*** Input for this task Section Begins ***

PR #322, opened 2018-08-13
[WIP] Implements getAccounts + object model

iambmelt:


msal/src/main/java/com/microsoft/identity/client/Account.java
```diff
@@ -0,0 +1,80 @@
...
+     * Sets the home account id.
+     *
+     * @param homeAccountId The IAccountId to set.
+     */
+    void setHomeAccountId(final IAccountId homeAccountId) {
+        mHomeAccountId = homeAccountId;
+    }
+
+    @Override
+    public IAccountId getHomeAccountId() {
```
shoatman: Let's change Id to Identifier

PR #326, opened 2018-08-21
Integrate the AuthorizationStrategy 

heidijinxujia:


msal/src/main/java/com/microsoft/identity/client/AuthenticationActivity.java
```diff
@@ -24,22 +24,18 @@
 package com.microsoft.identity.client;
 
 import android.app.Activity;
+import android.content.ComponentName;
```
heidijinxujia: AuthenticationActivity is deprecated. Here, I just revert the change according to the master branch.

heidijinxujia:
TODO: fix the unit tests.

heidijinxujia:
Had an offline discussion with Shane. 
1. Ignore the InteractiveRequestTest and move the interactive request unit tests into MSALAPIControllerTest
2. Deprecate AuthenticationActivity (need to follow up with Jean-Marc)
3. Ignore AuthenticationActivityTest
4. Add AuthorizationActivityTest into common repo

PR #332, opened 2018-08-27
Add public client configuration object, authorities and audiences

shoatman:


msal/src/androidTest/java/com/microsoft/identity/client/DiscoveryTests.java
```diff
@@ -0,0 +1,27 @@
...
+import org.junit.runner.RunWith;
+
+import java.io.IOException;
+
+@RunWith(AndroidJUnit4.class)
+public class DiscoveryTests {
+
+
+    @Test
+    public void testInstanceDiscovery() throws IOException {
```
iambmelt: Additional tests we need to add here? Seems to only check that an Exception was not thrown

msal/src/androidTest/java/com/microsoft/identity/client/PublicClientConfigurationTest.java
```diff
@@ -0,0 +1,64 @@
...
+import org.junit.Test;
+import org.junit.runner.RunWith;
+
+@RunWith(AndroidJUnit4.class)
+public class PublicClientConfigurationTest {
+
+    /**
+     * Verifies that a minimum configuration containing only:
+     * client_id
+     * redirect_uri
```
iambmelt: Are we checking only that these values were not null? Do we need to check a specific schema? (GUID, prefix, anything more than != null?)

msal/src/main/java/com/microsoft/identity/client/KnownAuthorities.java
```diff
@@ -0,0 +1,34 @@
+package com.microsoft.identity.client;
```
iambmelt: Need to license info (can follow in subsequent PR)

msal/src/main/res/raw/msal_default_config.json
```diff
@@ -0,0 +1,16 @@
...
+  "authorities" : [
+    {
+      "type" : "AAD",
+      "audience": {
+        "type" : "AzureADandPersonalMicrosoftAccount"
+      },
+      "default": true
+    }
+  ],
+  "authorization_user_agent": "DEFAULT", // DEVICE_BROWSER, EMBEDDED_USERAGENT, DEVICECODEFLOW, DEFAULT
```
iambmelt: We'll want to remove the comment in this JSON file prior to merging -- while not an ultra scientific investigation, the consensus on SO seems to be that [JSON does not support comments](https://stackoverflow.com/a/244858/741827)

msal/src/main/res/values/public.xml
```diff
@@ -0,0 +1,4 @@
+<?xml version="1.0" encoding="utf-8"?>
```
iambmelt: This looks like it can be removed

msal/src/request/java/com/microsoft/identity/client/InteractiveRequest.java
```diff
@@ -152,6 +152,27 @@ private MicrosoftStsAuthorizationRequest createAuthRequest() throws MsalClientEx
                 break;
         }
 
+        /*
```
iambmelt: Can we delete this?

msal/src/androidTest/java/com/microsoft/identity/client/PublicClientConfigurationTest.java
shoatman: Not null is sufficient.  Just verifying that we have a value is sufficient for now.  Their may be more specific validation required for redirect_uri at some point.

msal/src/androidTest/java/com/microsoft/identity/client/DiscoveryTests.java
shoatman: Yes.  Let's discuss.

msal/src/main/java/com/microsoft/identity/client/KnownAuthorities.java
shoatman: Missed this one I guess.  Sounds good.

msal/src/main/res/raw/msal_default_config.json
shoatman: Sure.

msal/src/main/res/values/public.xml
shoatman: This actually has purpose.  By declaring something public... you make everything not declared public private.  With that said... I have not been able to verify the documented behavior yet... since i've been loading the library locally and not as an package.

msal/src/request/java/com/microsoft/identity/client/InteractiveRequest.java
shoatman: Done.

msal/src/main/java/com/microsoft/identity/client/KnownAuthorities.java
shoatman: Done.

iambmelt:
Build is green but required update from target branch. Pulling in those commits now...

PR #335, opened 2018-08-29
Tests for PublicClientApplicationConfig

iambmelt:
Tests:
- Test that the default config loads successfully
- Tests that Http settings can be configured for timeouts.
- Test that the min configuration loads (`client_id` and `redirect_uri`)
- Verifies that a minimum configuration containing only `client_id` and `redirect_uri` Is merged with the default configuration correctly
- Verify a `B2CAuthority` can be set via config
- Verify an `ADFSAuthority` can be set via config
- Verify an `AudienceType` of `AccountsInOneOrganization` can be set
- Verify an `AudienceType` of `AnyOrganizationAccount` can be set
- Verify an `AudienceType` of `AllAccounts` can be set
- Verify an `AudienceType` of `AnyPersonalAccount` can be set
- Test that `slice` parameters can be set
- Tests that `flight` parameters can be set
- Verify that `UnknownAuthority` results in `IllegalArgumentException` when validated
- Verify that `UnknownAudience` results in `IllegalArgumentException` when validated
- Verify that a `null` `client_id` throws `IllegalArgumentException` when validated
- Verify that a `null` `redirect_uri` throws `IllegalArgumentException` when validated


msal/src/androidTest/res/raw/test_pcaconfig_with_slice.json
```diff
@@ -0,0 +1,21 @@
...
+  "client_id": "[clientid]",
+  "redirect_uri": "[redirectUri]",
+  "authorities": [
+    {
+      "type": "AAD",
+      "audience": {
+        "type": "AzureADMyOrg",
+        "tenant_id": "[tenantid]"
+      },
+      "slice": {
```
iambmelt: @shoatman This is my proposed spec change. `slice` is now an object (map) instead of array of objects

shoatman: Looks good.

PR #350, opened 2018-09-07
AcquireTokenSilent implemented w/ Command, Strategy Pattern

iambmelt:
Work in prog


msal/src/main/java/com/microsoft/identity/client/PublicClientApplication.java
```diff
@@ -781,12 +768,71 @@ public void acquireTokenSilentAsync(@NonNull final String[] scopes, @NonNull fin
...
+            // Do I use the authority of the Account?
+            requestAuthority = "";
+        }
+
+        final MSALAcquireTokenSilentOperationParameters params = getSilentOperationParameters(
+                scopes,
+                requestAuthority
+        );
+
+        final MSALSilentTokenCommand silentTokenCommand = new MSALSilentTokenCommand(
```
iambmelt: I suspect that this subclass is not needed, as `MSALTokenCommand` looks to basically cover the silent case

msal/src/main/java/com/microsoft/identity/client/PublicClientApplication.java
```diff
@@ -781,12 +768,71 @@ public void acquireTokenSilentAsync(@NonNull final String[] scopes, @NonNull fin
...
+     */
+    public void acquireTokenSilentAsync(@NonNull final String[] scopes,
+                                        @NonNull final IAccount account,
+                                        @Nullable final String authority,
+                                        final boolean forceRefresh,
+                                        @NonNull final AuthenticationCallback callback) {
+        // TODO add support for forceRefresh
+        String requestAuthority = authority;
+
+        if (StringUtil.isEmpty(requestAuthority)) {
```
iambmelt: Not sure which values to fall back on here since the `PublicClientApplicationConfiguration` can return multiple entries

shoatman: We'll need to look for the default one.... Not sure we've implemented that yet.  I'll take a look.

msal/src/main/java/com/microsoft/identity/client/authorities/Authority.java
```diff
@@ -123,4 +126,9 @@ protected boolean getKnownToDeveloper() {
         return mKnownToDeveloper;
     }
 
+    public static String getAuthorityFromAccount(final IAccount account) {
+        return "https://login.microsoftonline.com/"
```
shoatman: This looks like a design problem that we need to resolve.  Don't we need to know which cloud the account is associated with?  Here we're using world wide as default?

msal/src/main/java/com/microsoft/identity/client/controllers/LocalMSALController.java
```diff
@@ -134,26 +140,138 @@ private TokenResult performTokenRequest(OAuth2Strategy strategy, AuthorizationRe
...
+                        tokenResult.getTokenResponse()
+                );
+
+                // Create a new AuthenticationResult to hold the saved record
+                final AuthenticationResult authenticationResult = new AuthenticationResult(savedRecord);
+
+                // Set the AuthenticationResult on the final result object
+                acquireTokenSilentResult.setAuthenticationResult(authenticationResult);
+            } else {
+                // TODO Is this the correct Exception?
```
shoatman: I believe that's the correct exception.

msal/src/main/java/com/microsoft/identity/client/controllers/LocalMSALController.java
```diff
@@ -134,26 +140,138 @@ private TokenResult performTokenRequest(OAuth2Strategy strategy, AuthorizationRe
...
+        final String[] scopes = scopesStr.split("\\s");
+        final List<String> atScopes = Arrays.asList(scopes);
+        return atScopes.containsAll(requestParameters);
+    }
+
+    private TokenResult performSilentTokenRequest(final OAuth2Strategy strategy,
+                                                  final MSALAcquireTokenSilentOperationParameters parameters) throws MsalClientException, IOException {
+        throwIfNetworkNotAvailable(parameters.getAppContext());
+
+        final TokenRequest request = new MicrosoftStsTokenRequest();
```
shoatman: Concrete type.  We likely should add another createTokenRequest method on the strategy.  There's a design problem here to work on .... relative to the type of token request... but I think we can defer that for now, by adding a createRefreshTokenRequest abstract method to oauth2strategy

msal/src/main/java/com/microsoft/identity/client/controllers/LocalMSALController.java
```diff
@@ -134,26 +140,138 @@ private TokenResult performTokenRequest(OAuth2Strategy strategy, AuthorizationRe
...
+                        .getIdentifier();
+
+        final Account targetAccount = tokenCache.getAccount(
+                environment,
+                clientId,
+                homeAccountId
+        );
+
+        final OAuth2Strategy strategy = parameters.getAuthority().createOAuth2Strategy();
+        final ICacheRecord cacheRecord = tokenCache.load(clientId, targetAccount);
```
shoatman: I think i'm missing something here.  Where did you say which access token that you're looking for?  The account could have multiple access tokens?

PR #352, opened 2018-09-07
Updates to utilize all public api parameters in authorization request

shoatman:


msal/src/main/java/com/microsoft/identity/client/UiBehavior.java
```diff
@@ -36,11 +36,27 @@
...
+    public String toString(){
+        switch(this){
+            case SELECT_ACCOUNT:
+                return SELECT_ACCOUNT.name().toLowerCase();
+            case FORCE_LOGIN:
+                return "login";
+            case CONSENT:
+                return CONSENT.name().toLowerCase();
+            default:
+                throw new IllegalArgumentException();
```
iambmelt: `IllegalStateException` may be a closer representation of what went wrong here, but the outcome is the same (aka `RuntimeException`)

PR #366, opened 2018-09-20
Remove the dependency on AuthorizationConfiguration

heidijinxujia:
Add support for AuthorizationAgent in LocalMSALController
Remove the dependency on AuthorizationConfiguration
Update the test app config file.


heidijinxujia:
Thanks @iambmelt resolved.

iambmelt:
LGTM

PR #373, opened 2018-09-24
Removes Telemetry from public API, corrects test package declaration

iambmelt:


msal/versioning/version.properties
```diff
@@ -1,3 +1,3 @@
 #Wed Aug 01 15:24:11 PDT 2018
-versionName=0.1.3
+versionName=0.2.0-RC1
```
addev-ashish: why is the version update a part of this change?

PR #375, opened 2018-09-24
Fixed bug and added unit tests

shoatman:


msal/src/main/java/com/microsoft/identity/client/internal/authorities/AnyOrganizationalAccount.java
```diff
@@ -28,12 +28,13 @@
 
     public AnyOrganizationalAccount() {
         this.setCloudUrl(AzureActiveDirectory.DEFAULT_CLOUD_URL);
-        this.setTenantId("organizations");
+        this.setTenantId(AzureActiveDirectoryAudience.ORGANIZATIONS);
```
kreedula: Nit : can be `this(AzureActiveDirectory.DEFAULT_CLOUD_URL)` to avoid code duplication

shoatman: The tenant id and the cloudUrl are separate values.  Where the cloud url is the authority part and the tenant id is the first path segment.  So these are separate values.

PR #384, opened 2018-09-27
Fix the bug for Huawei browser and add webview fallback

heidijinxujia:
1. Fix the bug for Huawei browser.
2. Add validation for browser and fallback to embedded webview if no browser found.


msal/src/main/java/com/microsoft/identity/client/internal/controllers/LocalMSALController.java
```diff
@@ -116,6 +125,17 @@ private AuthorizationResult performAuthorizationRequest(final OAuth2Strategy str
         return result;
     }
 
+    private AuthorizationAgent validAuthorizationAgent(final AuthorizationAgent agent, final Context context) {
```
shoatman: Looks like it's possible to move this logic inside the factory.  Feels like it's a responsibility of the factory to return an authorization strategy that will work on the current device.

heidijinxujia:
@shoatman Thank you for the comment. I've moved it into authorization factory in common.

*** Input for this task Section Ends ***

▶ _Exercise directions_:
Using the material above, work out how many lines hold the word "comment". Reply with that number alone.

▶ _Exercise response_:
2